#### WHAT YOU WILL DO
Everything from the line containing "from typing import" through the final line of the material is to be restated word for word, and only that.

[Opening RECORDS SHOWN section]

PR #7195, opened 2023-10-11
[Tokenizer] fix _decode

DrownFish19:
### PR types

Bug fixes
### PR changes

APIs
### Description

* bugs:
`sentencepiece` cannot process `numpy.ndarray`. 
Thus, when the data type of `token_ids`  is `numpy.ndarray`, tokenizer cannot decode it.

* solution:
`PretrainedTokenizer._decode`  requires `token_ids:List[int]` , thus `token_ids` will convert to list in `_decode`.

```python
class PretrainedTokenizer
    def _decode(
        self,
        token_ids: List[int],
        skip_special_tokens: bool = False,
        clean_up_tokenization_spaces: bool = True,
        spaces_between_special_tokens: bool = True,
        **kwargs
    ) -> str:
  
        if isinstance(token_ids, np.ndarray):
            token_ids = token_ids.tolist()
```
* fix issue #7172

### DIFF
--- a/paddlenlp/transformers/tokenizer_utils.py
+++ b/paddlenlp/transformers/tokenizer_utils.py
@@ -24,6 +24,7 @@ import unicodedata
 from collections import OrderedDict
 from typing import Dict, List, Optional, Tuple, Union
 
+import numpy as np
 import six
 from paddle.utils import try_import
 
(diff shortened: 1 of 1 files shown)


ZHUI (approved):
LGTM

[Closing RECORDS SHOWN section]

#### PROBLEM SOLUTION
 from typing import Dict, List, Optional, Tuple, Union
 
+import numpy as np
 import six
 from paddle.utils import try_import
 
(diff shortened: 1 of 1 files shown)


ZHUI (approved):
LGTM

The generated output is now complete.